Well, it should be possible to detect this at setup time, right? Not too
familiar with the driver code, but would it be possible to statically
dispatch to an entirely different code path if this happens?

-Toke


From mboxrd@z Thu Jan  1 00:00:00 1970
From: Toke =?unknown-8bit?q?H=C3=B8iland-J=C3=B8rgensen?= <toke@redhat.com>
Date: Mon, 10 May 2021 13:22:54 +0200
Subject: [Intel-wired-lan] Dropped packets mapping IRQs for adjusted
 queue counts on i40e
In-Reply-To: <20210509155033.GB36905@ranger.igk.intel.com>
References: <CAC1LvL1NHj6n+RNYRmja2YDhkcCwREuhjaBz_k255rU1jdO8Sw@mail.gmail.com>
 <CADS2XXpjasmJKP__oHsrvv3EG8n-FjB6sqHwgQfh7QgeJ8GrrQ@mail.gmail.com>
 <CAC1LvL2Q=s8pmwKAh2615fsTFEETKp96jpoLJS+75=0ztwuLFQ@mail.gmail.com>
 <CADS2XXptoyPTBObKgp3gcRZnWzoVyZrC26tDpLWhC9YrGMSefw@mail.gmail.com>
 <CAC1LvL2zmO1ntKeAoUMkJSarJBgxNhnTva3Di4047MTKqo8rPA@mail.gmail.com>
 <CAC1LvL1Kd-TCuPk0BEQyGvEiLzgUqkZHOKQNOUnxXSY6NjFMmw@mail.gmail.com>
 <20210505130128.00006720@intel.com>
 <20210505212157.GA63266@ranger.igk.intel.com> <87fsz0w3xn.fsf@toke.dk>
 <20210509155033.GB36905@ranger.igk.intel.com>
Message-ID: <87h7jaq1dd.fsf@toke.dk>
MIME-Version: 1.0
Content-Type: text/plain; charset="us-ascii"
Content-Transfer-Encoding: 7bit
To: intel-wired-lan@osuosl.org
List-ID: <intel-wired-lan.osuosl.org>

Maciej Fijalkowski <maciej.fijalkowski@intel.com> writes:

> On Thu, May 06, 2021 at 12:29:40PM +0200, Toke H?iland-J?rgensen wrote:
>> Maciej Fijalkowski <maciej.fijalkowski@intel.com> writes:
>> 
>> > On Wed, May 05, 2021 at 01:01:28PM -0700, Jesse Brandeburg wrote:
>> >> Zvi Effron wrote:
>> >> 
>> >> > On Tue, May 4, 2021 at 4:07 PM Zvi Effron <zeffron@riotgames.com> wrote:
>> >> > > I'm suspecting it's something with how XDP_REDIRECT is implemented in
>> >> > > the i40e driver, but I don't know if this is a) cross driver behavior,
>> >> > > b) expected behavior, or c) a bug.
>> >> > I think I've found the issue, and it appears to be specific to i40e
>> >> > (and maybe other drivers, too, but not XDP itself).
>> >> > 
>> >> > When performing the XDP xmit, i40e uses the smp_processor_id() to
>> >> > select the tx queue (see
>> >> > https://elixir.bootlin.com/linux/v5.12.1/source/drivers/net/ethernet/intel/i40e/i40e_txrx.c#L3846).
>> >> > I'm not 100% clear on how the CPU is selected (since we don't use
>> >> > cores 0 and 1), we end up on a core whose id is higher than any
>> >> > available queue.
>> >> > 
>> >> > I'm going to try to modify our IRQ mappings to test this.
>> >> > 
>> >> > If I'm correct, this feels like a bug to me, since it requires a user
>> >> > to understand low level driver details to do IRQ remapping, which is a
>> >> > bit higher level.

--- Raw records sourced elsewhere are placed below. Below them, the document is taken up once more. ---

PR #181, opened 2024-04-10
chore: Move parsing logic from module to definition

mark-koch:


guppylang/checker/func_checker.py
```diff
@@ -102,7 +102,15 @@ def check_nested_func_def(
...
             func = ParsedFunctionDef(
-                def_id, func_def.name, func_def, func_ty, globals.python_scope
+                def_id,
+                func_def.name,
+                func_def,
+                func_ty,
+                # We don't have a Python function for nested definitions, so we insert a
+                # dummy function here. This should be fine since this should never be
+                # inspected after parsing and this definition is not leaked to the user.
+                lambda: None,
```
croyzor, line 112: This has got me thinking about the class hierarchy a bit. How much is it really the case that we want to be able to used a `Checked` or `Parsed` definition in place of a `Parsable` or `Raw` one? I'm hoping that they are all used in distinct phases. If we lose some of the inheritance (such that `Checked` and `Compiled` don't inherit `Raw`) we could get rid of this line?

mark-koch: Yeah I think this is better (see latest commit) 👍

croyzor (approved):

PR #191, opened 2024-04-11
ci: build wheels and publish to pypi

aborgna-q:
Builds the wheels on every push to main, and publishes the to pypi when pushing a new version tag


mark-koch (approved):
Thank you!

PR #1501, opened 2026-02-16
feat: Improve error message for failed borrows due to failed leaf borrows 

### LINKED ISSUE #1446: Improve error message for failed borrows due to failed leaf borrows
Consider the below example:
```python
from guppylang import guppy
from guppylang.std.builtins import array, qubit, comptime
from guppylang.std.quantum import discard_array
from typing import Generic

n_qubits = guppy.nat_var("n_qubits")

@guppy.struct
class Register(Generic[n_qubits]):
    register: array[qubit, n_qubits]

    @guppy
    def anything(self) -> bool:
        return True

@guppy
def my_foo(main_register: Register[4]) -> None:
    register = main_register.register
    if main_register.anything():
       pass

b = 4

@guppy
def main() -> None:
    qs = array(qubit() for _ in range(comptime(b)))
    reg = Register(qs)
    my_foo(reg)
    qs = reg.register
    discard_array(qs)

main.check();
```
The statement `main_register.anything()` will not compile, since `main_register` has been blocked from borrows due to leaf nodes (here `.register`) being borrowed and not being returned yet:
```
Error: Copy violation (at <In[2]>:19:7)
   | 
17 | def my_foo(main_register: Register[4]) -> None:
18 |     register = main_register.register
19 |     if main_register.anything():
   |        ^^^^^^^^^^^^^ Field `main_register.register` with non-copyable type
   |                      `array[qubit, 4]` cannot be borrowed ...

Note:
   | 
17 | def my_foo(main_register: Register[4]) -> None:
18 |     register = main_register.register
   |                ---------------------- Field `main_register.register` already moved here

```

However, the error message is quite confusing, since we are not trying to borrow `main_register.register` here. The message should be improved to be clearer. Restating @mark-koch:
> Re error message, I think it would be better to say “Value main_register with non-copyable type Register cannot be borrowed … since its field register was already moved here”?

rmfisher26:
Closes #1446 

Summary

- When a parent struct/variable is used but a child field was already moved, the error now reports the violation on the parent place (e.g. `Variable 's'`) instead of the leaf (e.g. `Field 's.q'`), and adds a note explaining which specific member caused the conflict
- In `linearity.py`, added a new `FieldPrevUse `sub-diagnostic to `AlreadyUsedError `that displays the conflicting member's name, its non-copyable type, and how it was previously used (e.g. "`... since the member 's.q' with non-copyable type 'qubit' was already returned here`")
- In `linearity_checker.py`, updated `visit_PlaceNode` to distinguish between two cases when a leaf place has already been used:
- **Parent differs from leaf** (``node.place != place``): reports the error on the user's original expression (`node.place`) and attaches the new `FieldPrevUse `note pointing to the specific child that was already moved
- **Parent is the leaf** (direct re-use): preserves the existing behavior using `PrevUse`
- Adds a new test case (`field_moved_parent_borrow`) covering the scenario where a field is moved and then the parent is borrowed

Tests

-  Updated expected `.err` output for `field_copy3`, `field_copy_nested1`, `field_copy_nested2`, `field_copy_nested4`, `tuple_use_index2`
-  Added new test `field_moved_parent_borrow`

### DIFF
--- a/guppylang-internals/src/guppylang_internals/checker/errors/linearity.py
+++ b/guppylang-internals/src/guppylang_internals/checker/errors/linearity.py
@@ -39,7 +39,7 @@ class AlreadyUsedError(Error):
         prev_kind: UseKind
 
     @dataclass(frozen=True)
-    class FieldPrevUse(Note):
+    class MemberPrevUse(Note):
         span_label: ClassVar[str] = (
             "... since the member `{child_place}` with non-copyable type "
             "`{child_place.ty}` was already {prev_kind.subjunctive} here"
--- a/guppylang-internals/src/guppylang_internals/checker/linearity_checker.py
+++ b/guppylang-internals/src/guppylang_internals/checker/linearity_checker.py
@@ -287,7 +287,7 @@ class BBLinearityChecker(ast.NodeVisitor):
                     if node.place != place:
                         err = AlreadyUsedError(node, node.place, use_kind)
                         err.add_sub_diagnostic(
-                            AlreadyUsedError.FieldPrevUse(
+                            AlreadyUsedError.MemberPrevUse(
                                 prev_use.node, place, prev_use.kind
                             )
                         )
--- a/tests/error/linear_errors/tuple_moved_parent_borrow.err
+++ b/tests/error/linear_errors/tuple_moved_parent_borrow.err
@@ -1,0 +1,16 @@
+Error: Copy violation (at $FILE:21:7)
+   | 
+19 |     s = S((qubit(), 100))
+20 |     use(s.t[0])
+21 |     if s.check():
+   |        ^ Variable `s` with non-copyable type `S` cannot be borrowed
+   |          ...
+
+Note:
+   | 
+19 |     s = S((qubit(), 100))
+20 |     use(s.t[0])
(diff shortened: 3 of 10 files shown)


guppylang-internals/src/guppylang_internals/checker/errors/linearity.py
```diff
@@ -38,6 +38,15 @@ class PrevUse(Note):
         )
         prev_kind: UseKind
 
+    @dataclass(frozen=True)
+    class FieldPrevUse(Note):
```
maximilianruesch: Its not necessarily a `Field`, it may also be a subscript / tuple access (see `leaf_places` function definition). Could you add a test to explore this, and rename this note to `MemberPrevUse`?

maximilianruesch (changes requested):
Very nice PR! One comment regarding a rename and a missing test 👍

guppylang-internals/src/guppylang_internals/checker/errors/linearity.py
rmfisher26: Sure, i have renamed to `MemberPrevUse` and added some additional tests as well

But if it's intended, we'll just have to figure out
>> >> > how to work around this. (Unfortunately, using split tx and rx queues
>> >> > is not possible with i40e, so that easy solution is unavailable.)
>> >> > 
>> >> > --Zvi
>> >
>> > Hey Zvi, sorry for the lack of assistance, there has been statutory free
>> > time in Poland and today i'm in the birthday mode, but we managed to
>> > discuss the issue with Magnus and we feel like we could have a solution
>> > for that, more below.
>> >
>> >> 
>> >> 
>> >> It seems like for Intel drivers, igc, ixgbe, i40e, ice all have
>> >> this problem.
>> >> 
>> >> Notably, igb, fixes it like I would expect.
>> >
>> > igb is correct but I think that we would like to avoid the introduction of
>> > locking for higher speed NICs in XDP data path.
>> >
>> > We talked with Magnus that for i40e and ice that have lots of HW
>> > resources, we could always create the xdp_rings array of num_online_cpus()
>> > size and use smp_processor_id() for accesses, regardless of the user's
>> > changes to queue count.
>> 
>> What is "lots"? Systems with hundreds of CPUs exist (and I seem to
>> recall an issue with just such a system on Intel hardware(?)). Also,
>> what if num_online_cpus() changes?
>
> "Lots" is 16k for ice. For i40e datasheet tells that it's only 1536 for
> whole device, so I back off from the statement that i40e has a lot of
> resources :)
>
> Also, s/num_online_cpus()/num_possible_cpus().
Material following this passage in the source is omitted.